PR #4480, opened 2022-04-25
fix(3707/4021/4479): notebooks alerts multiple predicates, don't hold pipe threshold state after pipe deletion, and have flux not spam the endpoint.

### LINKED ISSUE #3707: Notebooks(Alert): Alert messages are being received as spam

### LINKED ISSUE #4021: Notebook(Alerts): multiple variables in Alert definition generates uncompilable flux in exported task

### LINKED ISSUE #4479: Notebook(alerts): threshold state is being maintained across deletion/re-creation
Found bug, and including fix in already ongoing PR. But documenting here for what it was.

https://user-images.githubusercontent.com/10232835/165152312-51962d2d-aa44-4c95-9658-d649d0ac87ed.mov

wiedld:
Closes #3707 
Closes #4021 
Closes #4479
Also fixed one other found bug.

## Issues/Bugs:
* bug 4021. The addition of multiple thresholds, resulted in invalid flux being exported to a task.
     * flux was writing `(r) => r["a"] > 0 and (r) => r["a"] = 0` . This is an incorrect lambda.
* Bug found. We were setting the default `threshold.field` to a string value `"_value"`.
     * this was occurring even without a user selecting a field.
     * Screen Shot 2022-03-09 at 7 04 58 PM
     * produced flux with `r["_value]`
* bug 3707: alerts are being received as spam
     * the filter/threshold-predicate was being given to the monitor.check() method, but never applied as a transformation in the current query
     * additionally, we have multiple rows piped to monitor.notify() --> instead of limiting to 1. For each row, a notification gets sent.
* bug 4479:
    * make threshold panel. Delete panel --> state was being persisted.
    * FIX: Delete panel --> thresholds are deleted --> re-make panel, now get blank thresholds (clean state).

## Visual proof:

https://user-images.githubusercontent.com/10232835/165164243-d6c5d10c-8771-4d87-9301-13564c27ea14.mp4

* re-check (on this new branch/PR) that we still have functional:
   * deadman checks
   * error thresholds in graph 

## Resultant Query:
Parts of the query updated/changed. (Not the full task query. See vid for that.)

```
trigger = (r) => r["co"] > 0.2 and r["humidity"] < 20 and (r["temperature"] > 0 and r["temperature"] < 100)

task_data
    |> schema["fieldsAsCols"]()
    |> set(
        key: "_notebook_link",
        value:
            "https://twodotoh-dev-denisewiedl20220405130506.remocal.influxdev.co/orgs/9c5955fc99a60b8f/notebooks/6014cd2c58952000",
    )
    |> filter(fn: (r) => r["_measurement"] == "airSensors")
    |> monitor["check"](data: check, messageFn: messageFn, crit: trigger)
    |> filter(fn: trigger)
    |> keep(columns: ["_value", "_time", "_measurement"])
    |> limit(n: 1, offset: 0)
    |> monitor["notify"](
        data: notification,
        endpoint:
            http.endpoint(url: "https://www.example.com/endpoint")(
                mapFn: (r) => {
                    body = {r with _version: 1}

                    return {headers: {"Content-Type": "application/json"}, data: json.encode(v: body)}
                },
            ),
    )
``` 

## Future work (not done in this PR):
* form validation for Notebook Alerts (issue 4229)
* use of schema (issue 4080) for:
   * form validation
   * only can select fields, which belong to the measurement chosen in the Alerts panel

### DIFF
--- a/src/flows/pipes/Notification/Measurement.tsx
+++ b/src/flows/pipes/Notification/Measurement.tsx
@@ -1,4 +1,4 @@
-import React, {useState, FC, useCallback, useContext} from 'react'
+import React, {FC, useCallback, useContext} from 'react'
 import {
   ComponentSize,
   FlexBox,
@@ -21,7 +21,7 @@ interface Props {
 
 const Measurement: FC<Props> = ({readOnly}) => {
   const {data, update, results} = useContext(PipeContext)
-  const [measurement, setMeasurement] = useState(data.measurement || null)
+  const {measurement} = data
 
   const measurements = Array.from(
     new Set(results.parsed.table.columns['_measurement']?.data as string[])
@@ -30,7 +30,6 @@ const Measurement: FC<Props> = ({readOnly}) => {
   const onSelect = useCallback(
     (measurement: string) => {
       event('Changed Notification Measurement')
-      setMeasurement(measurement)
       update({measurement})
     },
     [measurements, update]
--- a/src/flows/pipes/Notification/Measurement.tsx
+++ b/src/flows/pipes/Notification/Measurement.tsx
@@ -38,6 +38,7 @@ const Measurement: FC<Props> = ({readOnly}) => {
 
   const menuItems = measurements.map(key => (
     <Dropdown.Item
+      testID="dropdown-item--measurement"
       key={key}
       value={key}
       onClick={() => onSelect(key)}
@@ -55,6 +56,7 @@ const Measurement: FC<Props> = ({readOnly}) => {
 
   const menuButton = (active, onClick) => (
     <Dropdown.Button
+      testID="dropdown--measurements"
       onClick={onClick}
       active={active}
       size={ComponentSize.Medium}
--- a/src/flows/pipes/Notification/Measurement.tsx
+++ b/src/flows/pipes/Notification/Measurement.tsx
@@ -1,0 +1,87 @@
+import React, {useState, FC, useCallback, useContext} from 'react'
+import {
+  ComponentSize,
+  FlexBox,
+  AlignItems,
+  TextBlock,
+  Dropdown,
+  FlexDirection,
+  ComponentStatus,
+} from '@influxdata/clockface'
+
+import {PipeContext} from 'src/flows/context/pipe'
+import 'src/flows/pipes/Notification/Threshold.scss'
+
+// Utils
+import {event} from 'src/cloud/utils/reporting'
+
+interface Props {
+  readOnly?: boolean
+}
+
+const Measurement: FC<Props> = ({readOnly}) => {
+  const {data, update, results} = useContext(PipeContext)
+  const [measurement, setMeasurement] = useState(data.measurement || null)
+
+  const measurements = Array.from(
+    new Set(results.parsed.table.columns['_measurement']?.data as string[])
+  )
+
+  const onSelect = useCallback(
+    (measurement: string) => {
+      event('Changed Notification Measurement')
+      setMeasurement(measurement)
+      update({measurement})
+    },
+    [measurements, update]
+  )
+
+  const menuItems = measurements.map(key => (
+    <Dropdown.Item
+      key={key}
+      value={key}
+      onClick={() => onSelect(key)}
+      selected={key === measurement}
+      title={key}
+      disabled={!!readOnly}
+    >
+      {key}
+    </Dropdown.Item>
+  ))
+
+  const menu = onCollapse => (
+    <Dropdown.Menu onCollapse={onCollapse}>{menuItems}</Dropdown.Menu>
+  )
+
+  const menuButton = (active, onClick) => (
+    <Dropdown.Button
+      onClick={onClick}
+      active={active}
+      size={ComponentSize.Medium}
+      status={!!readOnly ? ComponentStatus.Disabled : ComponentStatus.Default}
+    >
+      {measurement || 'Select a measurement'}
+    </Dropdown.Button>
+  )
+
+  return (
+    <FlexBox
+      direction={FlexDirection.Row}
+      margin={ComponentSize.Medium}
+      alignItems={AlignItems.FlexStart}
+      testID="component-spacer"
+      style={{padding: '24px 0'}}
+    >
+      <TextBlock
+        testID="measurement-value-text-block"
+        text="For"
+        style={{minWidth: 56, textAlign: 'center'}}
+      />
+      <FlexBox.Child grow={0}>
+        <Dropdown menu={menu} button={menuButton} />
+      </FlexBox.Child>
+    </FlexBox>
+  )
+}
+
+export default Measurement
--- a/src/flows/pipes/Notification/endpoints/AWS/index.ts
+++ b/src/flows/pipes/Notification/endpoints/AWS/index.ts
@@ -36,6 +36,8 @@ export default register => {
 		crit: trigger,
 	)
   |> filter(fn: trigger)
+  |> keep(columns: ["_value", "_time", "_measurement"])
+  |> limit(n: 1, offset: 0)
 	|> monitor["notify"](
     data: notification,
     endpoint: ((r) => {
--- a/src/flows/pipes/Notification/endpoints/AWS/index.ts
+++ b/src/flows/pipes/Notification/endpoints/AWS/index.ts
@@ -26,14 +26,16 @@ export default register => {
       ['array', 'http', 'influxdata/influxdb/secrets']
         .map(i => `import "${i}"`)
         .join('\n'),
-    generateQuery: data => `task_data
+    generateQuery: (data, measurement) => `task_data
 	|> schema["fieldsAsCols"]()
       |> set(key: "_notebook_link", value: "${window.location.href}")
+  |> filter(fn: ${measurement})
 	|> monitor["check"](
 		data: check,
 		messageFn: messageFn,
 		crit: trigger,
 	)
+  |> filter(fn: trigger)
 	|> monitor["notify"](
     data: notification,
     endpoint: ((r) => {
--- a/src/flows/pipes/Notification/endpoints/HTTP/index.ts
+++ b/src/flows/pipes/Notification/endpoints/HTTP/index.ts
@@ -62,6 +62,8 @@ export default register => {
             crit: trigger,
           )
           |> filter(fn: trigger)
+          |> keep(columns: ["_value", "_time", "_measurement"])
+          |> limit(n: 1, offset: 0)
           |> monitor["notify"](data: notification, endpoint: http.endpoint(url: "${data.url}")(
             mapFn: (r) => {
                 body = {r with _version: 1}
--- a/src/flows/pipes/Notification/endpoints/HTTP/index.ts
+++ b/src/flows/pipes/Notification/endpoints/HTTP/index.ts
@@ -23,7 +23,7 @@ export default register => {
       ['array', 'http', 'influxdata/influxdb/secrets', 'json']
         .map(i => `import "${i}"`)
         .join('\n'),
-    generateQuery: data => {
+    generateQuery: (data, measurement) => {
       const headers = [['"Content-Type"', '"application/json"']]
       let prefixSecrets = ''
 
@@ -55,11 +55,13 @@ export default register => {
         task_data
           |> schema["fieldsAsCols"]()
               |> set(key: "_notebook_link", value: "${window.location.href}")
+          |> filter(fn: ${measurement})
           |> monitor["check"](
             data: check,
             messageFn: messageFn,
             crit: trigger,
           )
+          |> filter(fn: trigger)
           |> monitor["notify"](data: notification, endpoint: http.endpoint(url: "${data.url}")(
             mapFn: (r) => {
                 body = {r with _version: 1}
--- a/src/flows/pipes/Notification/endpoints/PagerDuty/index.ts
+++ b/src/flows/pipes/Notification/endpoints/PagerDuty/index.ts
@@ -21,14 +21,16 @@ export default register => {
       ['pagerduty', 'influxdata/influxdb/secrets']
         .map(i => `import "${i}"`)
         .join('\n'),
-    generateQuery: data => `task_data
+    generateQuery: (data, measurement) => `task_data
 	|> schema["fieldsAsCols"]()
-  |> set(key: "_notebook_link", value: "${window.location.href}")  
+  |> set(key: "_notebook_link", value: "${window.location.href}")
+  |> filter(fn: ${measurement})
   |> monitor["check"](
 		data: check,
 		messageFn: messageFn,
     crit: trigger,
 	)
+  |> filter(fn: trigger)
 	|> monitor["notify"](data: notification, endpoint: pagerduty.endpoint()(mapFn: (r) => ({ r with
         routingKey: "${data.key}",
         client: "influxdata",
--- a/src/flows/pipes/Notification/endpoints/PagerDuty/index.ts
+++ b/src/flows/pipes/Notification/endpoints/PagerDuty/index.ts
@@ -31,6 +31,8 @@ export default register => {
     crit: trigger,
 	)
   |> filter(fn: trigger)
+  |> keep(columns: ["_value", "_time", "_measurement"])
+  |> limit(n: 1, offset: 0)
 	|> monitor["notify"](data: notification, endpoint: pagerduty.endpoint()(mapFn: (r) => ({ r with
         routingKey: "${data.key}",
         client: "influxdata",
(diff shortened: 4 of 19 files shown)


src/flows/pipes/Notification/endpoints/HTTP/index.ts
```diff
@@ -55,11 +55,15 @@ export default register => {
         task_data
           |> schema["fieldsAsCols"]()
               |> set(key: "_notebook_link", value: "${window.location.href}")
+          |> filter(fn: ${measurement})
```
wiedld, line 58: monitor.check() will fail if we have >1 measurement in the piped data.

Even once the query builder forces a single measurement, it will still be possible (in the raw flux editor) to have >1 measurement. Therefore, this requirement in the Alerts Panel will not go away.

src/flows/pipes/Notification/endpoints/AWS/index.ts
```diff
@@ -26,14 +26,18 @@ export default register => {
...
       |> set(key: "_notebook_link", value: "${window.location.href}")
+  |> filter(fn: ${measurement})
 	|> monitor["check"](
 		data: check,
 		messageFn: messageFn,
 		crit: trigger,
 	)
+  |> filter(fn: trigger)
+  |> keep(columns: ["_value", "_time", "_measurement"])
+  |> limit(n: 1, offset: 0)
```
wiedld, line 40: FIX: reduce cardinality by selecting columns (keep()) --> then apply limit()

src/flows/pipes/Visualization/threshold.ts
```diff
@@ -18,61 +18,54 @@ export interface ErrorThreshold extends Threshold {
...
+  },
+  'not-equal': {
+    name: 'not equal to',
+    format: ThresholdFormat.Value,
+    condition: data => `${lambdaPrefix} (r["${data.field}"] != ${data.value})`,
+  },
+}
+
 export const COMMON_THRESHOLD_TYPES = {
+  ...EQUALITY_THRESHOLD_TYPES,
```
wiedld, line 37: We should have a single point of definition for `equal` and `not-equal`.
Rather than having 2 points of definition.

src/flows/pipes/Notification/Measurement.tsx
```diff
@@ -0,0 +1,87 @@
...
+// Utils
+import {event} from 'src/cloud/utils/reporting'
+
+interface Props {
+  readOnly?: boolean
+}
+
+const Measurement: FC<Props> = ({readOnly}) => {
+  const {data, update, results} = useContext(PipeContext)
+  const [measurement, setMeasurement] = useState(data.measurement || null)
```
drdelambre, line 24: please dont mirror state within the view layer like this as it causes weird bugs. just reference `data.measurement` and update the state with the `update` function

src/flows/pipes/Notification/endpoints/PagerDuty/index.ts
```diff
@@ -21,14 +21,18 @@ export default register => {
...
-  |> set(key: "_notebook_link", value: "${window.location.href}")  
+  |> set(key: "_notebook_link", value: "${window.location.href}")
+  |> filter(fn: ${measurement})
   |> monitor["check"](
 		data: check,
 		messageFn: messageFn,
     crit: trigger,
 	)
+  |> filter(fn: trigger)
+  |> keep(columns: ["_value", "_time", "_measurement"])
```
drdelambre, line 34: i dont understand these additions. what were you trying to address?

src/flows/pipes/Notification/index.ts
```diff
@@ -1,5 +1,10 @@
 import View from './view'
 import ReadOnly from './readOnly'
+import {PipeData} from 'src/types'
+
+const removeNotificationThresholds = data => {
+  delete data.thresholds
```
drdelambre, line 6: this is not what that function is for. what are you trying to do here? the next step in the chain is that `data` gets deleted,  so  i'm unsure the purpose of removing a field from it before removing the whole object

src/flows/pipes/Visualization/threshold.ts
```diff
@@ -18,31 +18,28 @@ export interface ErrorThreshold extends Threshold {
...
 }
 
+export const lambdaPrefix = '(r) =>'
+
 export const COMMON_THRESHOLD_TYPES = {
   greater: {
     name: 'greater than',
     format: ThresholdFormat.Value,
-    condition: data => `(r) => (r["${data.field}"] > ${data.value})`,
+    condition: data => `${lambdaPrefix} (r["${data.field}"] > ${data.value})`,
```
drdelambre, line 41: i'm not following. this work feels unrelated, why was this change  made in this PR?

drdelambre:
why is it that we can only have one measurement?

src/flows/pipes/Notification/endpoints/PagerDuty/index.ts
wiedld: Notification endpoints were being spammed. This is because the alerts were being triggered:
1. without the filter being applied at all
   * this is because alert.check() creates a separate task.
   * the `trigger` was only being applied within the alert check task.
   * it was NOT being applied in the current flux query. Therefore, monitor.notify() was always occurring (because `|> filter(fn: trigger)` was not occurring)

2. even once the filter is applied, there is several rows of data. Each row of data --> triggers a separate notification in the `monitor.notify()` 
   * use `keep()` to reduce cardinality of the data.
   * use `limit()` to then have a single row of data

A full description of what we are doing, and with the feedback from the flux team that this^^ query is correct, is available here:  https://influxdata.slack.com/archives/C0AD7FFS9/p1647972735067469

src/flows/pipes/Notification/index.ts
wiedld: This error was occurring:
https://github.com/influxdata/ui/issues/4479

That exact change, fixed the error.
It was occurring for the javascript pointer object (the array), but not the primitive (measurement).

src/flows/pipes/Visualization/threshold.ts
wiedld: See how the `lambdaPrefix` is then used in the:
```
THRESHOLD_TYPES[threshold.type].condition(threshold))
      .map((cond, i) => (i > 0 ? cond.split(lambdaPrefix)[1] : cond))
      .join(' and ')
```

The purpose is to fix this bug: https://github.com/influxdata/ui/issues/4021

wiedld:
> why is it that we can only have one measurement?

Because that is a requirement of monitor.check(). It will fail if you provide >1 measurement.

src/flows/pipes/Notification/Measurement.tsx
wiedld: done.

src/flows/pipes/Notification/index.ts
drdelambre: please remove this improperly added memo instead. it's preventing the threshold allocation from being properly recycled with garbage collection
https://github.com/influxdata/ui/blob/master/src/flows/pipes/Notification/Threshold.tsx#L40

src/flows/pipes/Visualization/threshold.ts
drdelambre: k so `lambdaPrefix` is just a const (should be `LAMBDA_PREFIX` in that case, and should be applied more uniformly across the codebase in case we change it). But if the intent is to just apply it on locations that might later have to be passed through this split to match this conditional rendering, then we're creating an ill defined coupling between the definition of the condition and code that conditionally mutates it. while you've updated the current dealings, there's nothing enforcing that relationship down the line, meaning these have a good chance of drifting.

since it doesn't seem like you actually want / need the `(r) =>` to be configurable (correct me if i read this wrong), a better interface might be to modify the condition functions to handle the rendering themselves by updating the function signature to something like `condition: (data: Record<"field"|"value", string>, prefix?: string) => string`, or to remove the prefix from the condition interface altogether and just conditionally apply the prefix to the whole string, so... 
```
const thresholds  = '(r) => ` + (THRESHOLD_TYPES[threshold.type].condition(threshold))
      .map((cond, i) => (i > 0 ? cond.split(lambdaPrefix)[1] : cond))
      .join(' and '))
```

src/flows/pipes/Notification/index.ts
wiedld: It's not the memoize. (That component is completely unmounted.)

Tested:
1. reverted the commit with the `removeNotificationThresholds()`
2. removed the memo.
  * Screen Shot 2022-04-26 at 10 01 34 AM

3. the issue/bug is still present (without the memo).


https://user-images.githubusercontent.com/10232835/165354223-7a3c24a8-bbef-47af-be1d-3b03ea81d0ad.mov

drdelambre: does that mean that we're not properly deep cloning from the `initial` state?

wiedld: agreed. it's a pass by reference error somewhere.
I was forcing deletion of the reference, to prevent this error.

We could alternatively enforce a deep cloning of the init state whenever we addPipe. I like that idea. Will do.

drdelambre:
please remove the `.map((cond, i) => (i > 0 ? cond.split(lambdaPrefix)[1] : cond))` mechanism. it is fragile and causes unnecessary implicit coupling of concepts

src/flows/pipes/Visualization/threshold.ts
wiedld: removed per request.

wiedld:
> please remove the `.map((cond, i) => (i > 0 ? cond.split(lambdaPrefix)[1] : cond))` mechanism. it is fragile and causes unnecessary implicit coupling of concepts

removed per request.
Note that there is still a coupling between these parts of the codebase. But it's no longer surfaced as a coupled concept...will just have to catch drift as reported bugs.

src/flows/pipes/Notification/Measurement.tsx
```diff
@@ -0,0 +1,88 @@
...
+
+interface Props {
+  readOnly?: boolean
+}
+
+const Measurement: FC<Props> = ({readOnly}) => {
+  const {data, update, results} = useContext(PipeContext)
+  const {measurement} = data
+
+  const measurements = Array.from(
```
drdelambre, line 26: not for this pr, as it extends to the edge case, but it'd be nice if this component didn't render when `measurements.length === 1`, just to reduce the number of choices

src/flows/pipes/Notification/Measurement.tsx
```diff
@@ -0,0 +1,88 @@
...
+    </Dropdown.Button>
+  )
+
+  return (
+    <FlexBox
+      direction={FlexDirection.Row}
+      margin={ComponentSize.Medium}
+      alignItems={AlignItems.FlexStart}
+      testID="component-spacer"
+      style={{padding: '24px 0'}}
```
drdelambre, line 74: it'd be nice to see these moved out into a class, but not a blocker

drdelambre (approved):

+++++

Copy out only the lines of the records above from the one with "1. without the filter being applied at all" through the one with "2. even once", exactly as they stand, both included.

● **Exercise output**
1. without the filter being applied at all
   * this is because alert.check() creates a separate task.
   * the `trigger` was only being applied within the alert check task.
   * it was NOT being applied in the current flux query. Therefore, monitor.notify() was always occurring (because `|> filter(fn: trigger)` was not occurring)

2. even once the filter is applied, there is several rows of data. Each row of data --> triggers a separate notification in the `monitor.notify()` 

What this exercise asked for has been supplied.